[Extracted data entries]
"""

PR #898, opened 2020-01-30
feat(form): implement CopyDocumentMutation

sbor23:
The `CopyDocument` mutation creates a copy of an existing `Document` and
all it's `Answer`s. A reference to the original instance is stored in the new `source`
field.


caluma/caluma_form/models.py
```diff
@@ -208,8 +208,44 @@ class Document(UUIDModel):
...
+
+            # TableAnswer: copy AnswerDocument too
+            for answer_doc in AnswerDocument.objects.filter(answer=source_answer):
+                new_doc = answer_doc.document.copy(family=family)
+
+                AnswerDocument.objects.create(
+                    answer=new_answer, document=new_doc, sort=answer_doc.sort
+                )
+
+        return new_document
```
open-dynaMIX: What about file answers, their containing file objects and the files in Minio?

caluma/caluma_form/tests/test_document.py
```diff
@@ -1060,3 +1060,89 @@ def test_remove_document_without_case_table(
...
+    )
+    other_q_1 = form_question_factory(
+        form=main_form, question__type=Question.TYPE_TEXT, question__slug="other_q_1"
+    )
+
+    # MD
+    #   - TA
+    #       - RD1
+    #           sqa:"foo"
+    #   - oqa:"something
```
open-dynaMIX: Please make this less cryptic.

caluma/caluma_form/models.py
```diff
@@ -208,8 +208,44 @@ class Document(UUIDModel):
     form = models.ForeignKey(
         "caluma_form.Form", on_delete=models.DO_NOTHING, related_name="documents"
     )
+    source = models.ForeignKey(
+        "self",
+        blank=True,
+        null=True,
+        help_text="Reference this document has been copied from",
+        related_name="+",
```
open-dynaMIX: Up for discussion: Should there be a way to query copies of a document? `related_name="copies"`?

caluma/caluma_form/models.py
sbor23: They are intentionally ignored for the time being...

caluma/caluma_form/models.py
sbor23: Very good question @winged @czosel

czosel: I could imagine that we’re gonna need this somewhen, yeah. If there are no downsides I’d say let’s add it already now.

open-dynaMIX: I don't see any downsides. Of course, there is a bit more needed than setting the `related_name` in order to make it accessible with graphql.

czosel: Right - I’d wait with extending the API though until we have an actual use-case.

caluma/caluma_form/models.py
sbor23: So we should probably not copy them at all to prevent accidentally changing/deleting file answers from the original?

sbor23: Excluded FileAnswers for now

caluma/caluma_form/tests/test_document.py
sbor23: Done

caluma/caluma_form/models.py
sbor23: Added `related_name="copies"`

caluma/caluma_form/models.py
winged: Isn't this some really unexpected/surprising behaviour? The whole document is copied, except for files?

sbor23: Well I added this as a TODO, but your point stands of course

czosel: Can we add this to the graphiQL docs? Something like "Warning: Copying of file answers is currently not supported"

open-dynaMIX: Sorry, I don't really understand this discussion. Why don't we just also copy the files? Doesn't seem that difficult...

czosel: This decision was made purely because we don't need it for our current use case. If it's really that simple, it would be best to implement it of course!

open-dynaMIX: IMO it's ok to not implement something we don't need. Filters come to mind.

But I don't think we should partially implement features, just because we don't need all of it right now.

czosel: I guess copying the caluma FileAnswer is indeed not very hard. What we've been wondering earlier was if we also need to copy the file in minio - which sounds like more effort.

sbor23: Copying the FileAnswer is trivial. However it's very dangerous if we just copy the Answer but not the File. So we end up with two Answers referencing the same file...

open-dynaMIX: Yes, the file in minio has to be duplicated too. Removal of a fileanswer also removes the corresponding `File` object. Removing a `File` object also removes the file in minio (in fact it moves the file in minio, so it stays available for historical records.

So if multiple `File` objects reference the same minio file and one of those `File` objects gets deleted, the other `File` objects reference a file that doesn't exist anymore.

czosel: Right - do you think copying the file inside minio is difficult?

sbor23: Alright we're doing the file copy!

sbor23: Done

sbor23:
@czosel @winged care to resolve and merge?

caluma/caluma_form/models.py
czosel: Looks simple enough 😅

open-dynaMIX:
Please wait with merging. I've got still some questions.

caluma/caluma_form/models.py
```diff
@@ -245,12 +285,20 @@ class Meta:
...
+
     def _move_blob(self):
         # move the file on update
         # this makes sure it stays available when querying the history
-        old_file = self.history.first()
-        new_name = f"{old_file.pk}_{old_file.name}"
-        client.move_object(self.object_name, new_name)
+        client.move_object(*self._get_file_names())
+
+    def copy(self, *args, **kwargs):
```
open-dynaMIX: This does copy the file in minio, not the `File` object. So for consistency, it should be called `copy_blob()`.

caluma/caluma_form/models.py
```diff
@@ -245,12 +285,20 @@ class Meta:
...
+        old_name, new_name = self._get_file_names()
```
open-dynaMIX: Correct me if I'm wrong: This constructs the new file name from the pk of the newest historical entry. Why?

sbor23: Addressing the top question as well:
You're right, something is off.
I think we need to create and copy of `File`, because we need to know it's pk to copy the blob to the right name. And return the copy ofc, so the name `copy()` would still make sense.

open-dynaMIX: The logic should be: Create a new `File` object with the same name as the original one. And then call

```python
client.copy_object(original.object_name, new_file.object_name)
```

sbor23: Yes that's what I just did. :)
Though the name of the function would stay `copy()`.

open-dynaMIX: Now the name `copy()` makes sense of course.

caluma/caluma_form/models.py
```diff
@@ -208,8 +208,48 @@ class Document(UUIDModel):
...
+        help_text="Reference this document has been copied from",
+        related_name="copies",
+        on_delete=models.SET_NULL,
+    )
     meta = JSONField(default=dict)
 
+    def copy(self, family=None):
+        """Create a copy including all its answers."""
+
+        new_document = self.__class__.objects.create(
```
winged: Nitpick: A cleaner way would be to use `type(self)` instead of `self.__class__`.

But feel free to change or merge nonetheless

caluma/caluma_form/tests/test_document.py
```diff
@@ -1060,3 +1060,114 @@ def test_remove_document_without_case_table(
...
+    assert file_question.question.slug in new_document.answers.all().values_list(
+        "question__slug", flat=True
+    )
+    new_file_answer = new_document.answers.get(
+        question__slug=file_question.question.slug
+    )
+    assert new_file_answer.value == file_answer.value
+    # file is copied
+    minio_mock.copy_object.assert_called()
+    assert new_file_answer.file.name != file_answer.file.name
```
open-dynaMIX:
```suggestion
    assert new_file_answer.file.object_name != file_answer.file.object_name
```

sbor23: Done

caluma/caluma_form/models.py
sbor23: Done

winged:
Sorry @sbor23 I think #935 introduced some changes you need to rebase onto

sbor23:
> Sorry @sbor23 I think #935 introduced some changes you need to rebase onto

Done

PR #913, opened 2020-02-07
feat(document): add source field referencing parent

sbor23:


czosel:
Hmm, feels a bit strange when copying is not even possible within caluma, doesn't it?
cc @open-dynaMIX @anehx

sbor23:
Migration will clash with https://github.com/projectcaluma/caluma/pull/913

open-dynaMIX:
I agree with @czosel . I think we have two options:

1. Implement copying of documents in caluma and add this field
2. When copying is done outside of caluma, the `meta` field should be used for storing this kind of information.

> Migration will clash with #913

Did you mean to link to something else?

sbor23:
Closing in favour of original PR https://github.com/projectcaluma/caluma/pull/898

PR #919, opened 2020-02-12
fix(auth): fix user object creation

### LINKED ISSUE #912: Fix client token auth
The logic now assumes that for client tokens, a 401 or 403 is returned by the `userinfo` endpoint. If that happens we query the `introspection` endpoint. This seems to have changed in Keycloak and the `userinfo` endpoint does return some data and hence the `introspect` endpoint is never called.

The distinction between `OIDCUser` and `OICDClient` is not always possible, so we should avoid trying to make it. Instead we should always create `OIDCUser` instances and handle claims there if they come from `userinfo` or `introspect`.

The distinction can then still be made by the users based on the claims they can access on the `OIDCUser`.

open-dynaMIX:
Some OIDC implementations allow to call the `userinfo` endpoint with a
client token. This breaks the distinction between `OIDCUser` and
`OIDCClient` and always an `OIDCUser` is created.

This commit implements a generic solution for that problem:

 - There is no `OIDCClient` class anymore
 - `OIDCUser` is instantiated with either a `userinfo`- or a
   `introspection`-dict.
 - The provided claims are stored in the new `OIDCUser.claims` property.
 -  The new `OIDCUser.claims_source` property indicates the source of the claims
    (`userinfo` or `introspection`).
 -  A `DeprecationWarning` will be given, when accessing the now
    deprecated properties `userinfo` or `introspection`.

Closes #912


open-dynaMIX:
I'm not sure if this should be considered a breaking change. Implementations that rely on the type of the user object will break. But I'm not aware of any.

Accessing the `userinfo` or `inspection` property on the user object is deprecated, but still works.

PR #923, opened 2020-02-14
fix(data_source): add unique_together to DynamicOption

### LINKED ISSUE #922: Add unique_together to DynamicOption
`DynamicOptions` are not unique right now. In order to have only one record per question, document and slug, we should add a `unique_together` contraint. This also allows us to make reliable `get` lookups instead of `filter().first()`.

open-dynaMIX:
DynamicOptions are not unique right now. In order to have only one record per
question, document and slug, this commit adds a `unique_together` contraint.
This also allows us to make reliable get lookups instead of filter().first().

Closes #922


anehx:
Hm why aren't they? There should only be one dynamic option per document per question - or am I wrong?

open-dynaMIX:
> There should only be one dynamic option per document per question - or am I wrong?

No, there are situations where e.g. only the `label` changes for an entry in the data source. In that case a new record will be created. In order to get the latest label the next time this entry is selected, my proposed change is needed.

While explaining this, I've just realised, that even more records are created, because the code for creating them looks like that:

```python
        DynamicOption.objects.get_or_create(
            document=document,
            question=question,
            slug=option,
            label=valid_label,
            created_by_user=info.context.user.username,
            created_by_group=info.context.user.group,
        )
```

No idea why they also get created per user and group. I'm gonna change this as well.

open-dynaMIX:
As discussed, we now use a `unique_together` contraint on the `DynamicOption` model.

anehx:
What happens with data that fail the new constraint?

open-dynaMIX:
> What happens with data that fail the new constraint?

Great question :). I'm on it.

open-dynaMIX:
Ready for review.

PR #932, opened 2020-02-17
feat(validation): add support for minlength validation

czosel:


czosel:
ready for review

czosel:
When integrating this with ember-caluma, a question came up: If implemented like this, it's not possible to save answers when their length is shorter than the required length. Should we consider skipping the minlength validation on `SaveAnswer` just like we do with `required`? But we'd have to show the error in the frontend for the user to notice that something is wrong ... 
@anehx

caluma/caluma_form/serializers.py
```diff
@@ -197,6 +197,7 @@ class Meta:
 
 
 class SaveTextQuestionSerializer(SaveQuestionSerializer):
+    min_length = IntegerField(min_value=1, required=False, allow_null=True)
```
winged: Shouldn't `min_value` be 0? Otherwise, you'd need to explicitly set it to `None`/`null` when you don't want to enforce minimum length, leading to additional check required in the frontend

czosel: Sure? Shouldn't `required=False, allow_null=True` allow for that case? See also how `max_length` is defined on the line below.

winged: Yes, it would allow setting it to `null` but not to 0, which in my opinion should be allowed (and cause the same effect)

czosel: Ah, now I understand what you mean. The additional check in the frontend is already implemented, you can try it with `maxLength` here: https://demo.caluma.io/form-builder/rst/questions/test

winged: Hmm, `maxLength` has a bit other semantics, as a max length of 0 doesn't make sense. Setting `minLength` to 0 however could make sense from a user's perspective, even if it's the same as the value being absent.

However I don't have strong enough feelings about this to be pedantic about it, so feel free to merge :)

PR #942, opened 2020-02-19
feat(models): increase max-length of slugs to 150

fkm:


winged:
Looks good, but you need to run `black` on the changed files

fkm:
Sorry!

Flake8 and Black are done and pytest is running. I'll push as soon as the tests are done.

"""

Return, from the entries, each line that holds "needed".

◆ Response ◆
open-dynaMIX: I don't see any downsides. Of course, there is a bit more needed than setting the `related_name` in order to make it accessible with graphql.
No, there are situations where e.g. only the `label` changes for an entry in the data source. In that case a new record will be created. In order to get the latest label the next time this entry is selected, my proposed change is needed.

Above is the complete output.